Footprints of geodesics in persistent homology

TL;DR

This paper explores how subspaces in a metric space generate algebraic elements called footprints in persistent homology, revealing that higher-dimensional homology encodes lower-dimensional geometric features, especially geodesic circles, linking persistent homology with Riemannian geometry.

Contribution

It introduces the concept of footprints generated by subspaces in persistent homology and shows how geodesic circles can produce detectable features in higher-dimensional homology.

Findings

Footprints typically appear in dimensions above that of the subspace.

Geodesic circles can generate non-trivial footprints in odd and two-dimensional homology.

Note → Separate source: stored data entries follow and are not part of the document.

Issue #304, opened 2023-04-03
Signer hardcodes use of SHA-256


malancas:
**Description**

When a new crypto signer is created, the hash function is hardcoded to SHA-256. This can be found on the following lines:
- https://github.com/sigstore/timestamp-authority/blob/4121517967785c508dd57f3ea1a0d05c4692cfe9/pkg/signer/signer.go#L47
- https://github.com/sigstore/timestamp-authority/blob/4121517967785c508dd57f3ea1a0d05c4692cfe9/pkg/signer/signer.go#L42

The signer should accept a hash function configured when the server is created.

**Version**

haydentherapper:
Something to investigate - How does ed25519 work with this, since it hardcodes its own hashing algorithm?

PR #328, opened 2023-04-19
Remove signer hardcoding of SHA-256

malancas:
#### Summary

Closes https://github.com/sigstore/timestamp-authority/issues/304

Currently when signers are created, SHA-256 is always used. A KMS based key may use a different supported algorithm, like SHA-384 or SHA-512, so this hardcoding should be removed.

- Adds a new timestamp-server flag `signer-hash-function` that allows the user to specify a signer hash function. This is used in several different signer schemes
- Adds two new fetch-tsa-certs flags, `intermediate-hash-function` and `leaf-hash-function`, that allow the user to specify the leaf and intermediate key hash functions
- Updates the signer code to handle a specified hash function

### DIFF
--- a/pkg/signer/file.go
+++ b/pkg/signer/file.go
@@ -30,7 +30,7 @@ type File struct {
 	crypto.Signer
 }
 
-func NewFileSigner(keyPath, keyPass string) (*File, error) {
+func NewFileSigner(keyPath, keyPass string, hashFunc crypto.Hash) (*File, error) {
 	opaqueKey, err := pemutil.Read(keyPath, pemutil.WithPassword([]byte(keyPass)))
 	if err != nil {
 		return nil, fmt.Errorf("file: provide a valid signer, %s is not valid: %w", keyPath, err)
@@ -38,18 +38,21 @@ func NewFileSigner(keyPath, keyPass string) (*File, error) {
 	// Cannot use signature.LoadSignerVerifier because the SignerVerifier interface does not extend crypto.Signer
 	switch pk := opaqueKey.(type) {
 	case *rsa.PrivateKey:
-		signer, err := signature.LoadRSAPKCS1v15SignerVerifier(pk, crypto.SHA256)
+		signer, err := signature.LoadRSAPKCS1v15SignerVerifier(pk, hashFunc)
 		if err != nil {
 			return nil, err
 		}
 		return &File{signer}, nil
 	case *ecdsa.PrivateKey:
-		signer, err := signature.LoadECDSASignerVerifier(pk, crypto.SHA256)
+		signer, err := signature.LoadECDSASignerVerifier(pk, hashFunc)
 		if err != nil {
 			return nil, err
 		}
 		return &File{signer}, nil
 	case ed25519.PrivateKey:
+		if hashFunc != crypto.SHA512 {
+			fmt.Printf("ed25519 only supports SHA512, specified hash func is %s. Using SHA512\n", hashFunc)
+		}
 		signer, err := signature.LoadED25519SignerVerifier(pk)
 		if err != nil {
 			return nil, err
--- a/pkg/signer/file.go
+++ b/pkg/signer/file.go
@@ -51,7 +51,7 @@ func NewFileSigner(keyPath, keyPass string, hashFunc crypto.Hash) (*File, error)
 		return &File{signer}, nil
 	case ed25519.PrivateKey:
 		if hashFunc != crypto.SHA512 {
-			fmt.Printf("ed25519 only supports SHA512, specified hash func is %s. Using SHA512\n", hashFunc)
+			fmt.Printf("Ed25519 only supports SHA512, specified hash func is %s. Using hash function specified by Ed25519\n", hashFunc)
 		}
 		signer, err := signature.LoadED25519SignerVerifier(pk)
 		if err != nil {
--- a/pkg/signer/memory.go
+++ b/pkg/signer/memory.go
@@ -34,7 +34,7 @@ func getCurveFromSigner(signer crypto.Signer) (elliptic.Curve, error) {
 	// the in-memory cert chain uses ECDSA keys, so we cast the public key to an ECDSA key
 	pub, ok := signer.Public().(*ecdsa.PublicKey)
 	if !ok {
-		return nil, errors.New("signer is not an ECDSA key")
+		return nil, errors.New("casting signer's public key to an ECDSA key")
 	}
 	return pub.Curve, nil
 }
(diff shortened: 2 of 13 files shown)


pkg/signer/signer.go
```diff
@@ -36,15 +36,40 @@ const TinkScheme = "tink"
...
+	case "sha384":
+		return crypto.SHA384, elliptic.P384(), nil
+	case "sha512":
+		return crypto.SHA512, elliptic.P521(), nil
+	default:
+		return 0, nil, fmt.Errorf("invalid hash algorithm - must be either sha256, sha384, or sha512")
+	}
+}
+
+func NewCryptoSigner(ctx context.Context, signer, kmsKey, tinkKmsKey, tinkKeysetPath, hcVaultToken, fileSignerPath, fileSignerPasswd, signerHashFunc string) (crypto.Signer, error) {
```
malancas, line 52: I think this function is ready for a refactor but given that this PR already touches over ten files, it can be tackled in a follow up.

pkg/signer/file.go
```diff
@@ -30,26 +30,29 @@ type File struct {
...
 	case *ecdsa.PrivateKey:
-		signer, err := signature.LoadECDSASignerVerifier(pk, crypto.SHA256)
+		signer, err := signature.LoadECDSASignerVerifier(pk, hashFunc)
 		if err != nil {
 			return nil, err
 		}
 		return &File{signer}, nil
 	case ed25519.PrivateKey:
+		if hashFunc != crypto.SHA512 {
+			fmt.Printf("ed25519 only supports SHA512, specified hash func is %s. Using SHA512\n", hashFunc)
```
malancas, line 54: Regarding how to handle a hash function that doesn't match the one used by Ed25519, I thought it may make sense to simply inform the user starting the server that the provided algorithm will be disregarded. Thoughts?

pkg/signer/tink.go
```diff
@@ -129,6 +129,9 @@ func KeyHandleToSigner(kh *keyset.Handle) (crypto.Signer, error) {
 		p.PublicKey.X, p.PublicKey.Y = c.ScalarBaseMult(privKey.GetKeyValue())
 		return p, nil
 	case ed25519SignerTypeURL:
+		if hashFunc != crypto.SHA512 {
+			fmt.Printf("Ed25519 only supports SHA512, specified hash func is %s. Using hash function specified by Ed25519\n", hashFunc)
```
malancas, line 133: Regarding how to handle a hash function that doesn't match the one used by Ed25519, I thought it may make sense to simply inform the user that the provided algorithm will be disregarded and move on with setup. Thoughts?

pkg/signer/file.go
```diff
@@ -30,26 +30,29 @@ type File struct {
...
 	case *ecdsa.PrivateKey:
-		signer, err := signature.LoadECDSASignerVerifier(pk, crypto.SHA256)
+		signer, err := signature.LoadECDSASignerVerifier(pk, hashFunc)
 		if err != nil {
 			return nil, err
 		}
 		return &File{signer}, nil
 	case ed25519.PrivateKey:
+		if hashFunc != crypto.SHA512 {
+			fmt.Printf("Ed25519 only supports SHA512, specified hash func is %s. Using hash function specified by Ed25519\n", hashFunc)
```
haydentherapper, line 54: Should we err out instead of printing?

pkg/signer/memory.go
```diff
@@ -30,12 +30,25 @@ import (
 	tsx509 "github.com/sigstore/timestamp-authority/pkg/x509"
 )
 
+func getCurveFromSigner(signer crypto.Signer) (elliptic.Curve, error) {
```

Some contractible geodesics can be detected using 2- and 3-dimensional persistent homology.

Abstract

Given a metric space $X$ and a subspace $A\subset X$, we prove $A$ can generate various algebraic elements in persistent homology of $X$. We call such elements (algebraic) footprints of $A$. Our results imply that footprints typically appear in dimensions above the dimension of $A$. Higher-dimensional persistent homology thus encodes lower-dimensional geometric features of $X$. We pay special attention to a specific type of geodesics in a geodesic surface $X$ called geodesic circles. We explain how they may generate non-trivial odd-dimensional and two-dimensional footprints. In particular, we can detect even some contractible geodesics using two- and three-dimensional persistent homology. This provides a link between persistent homology and length spectrum in Riemannian geometry.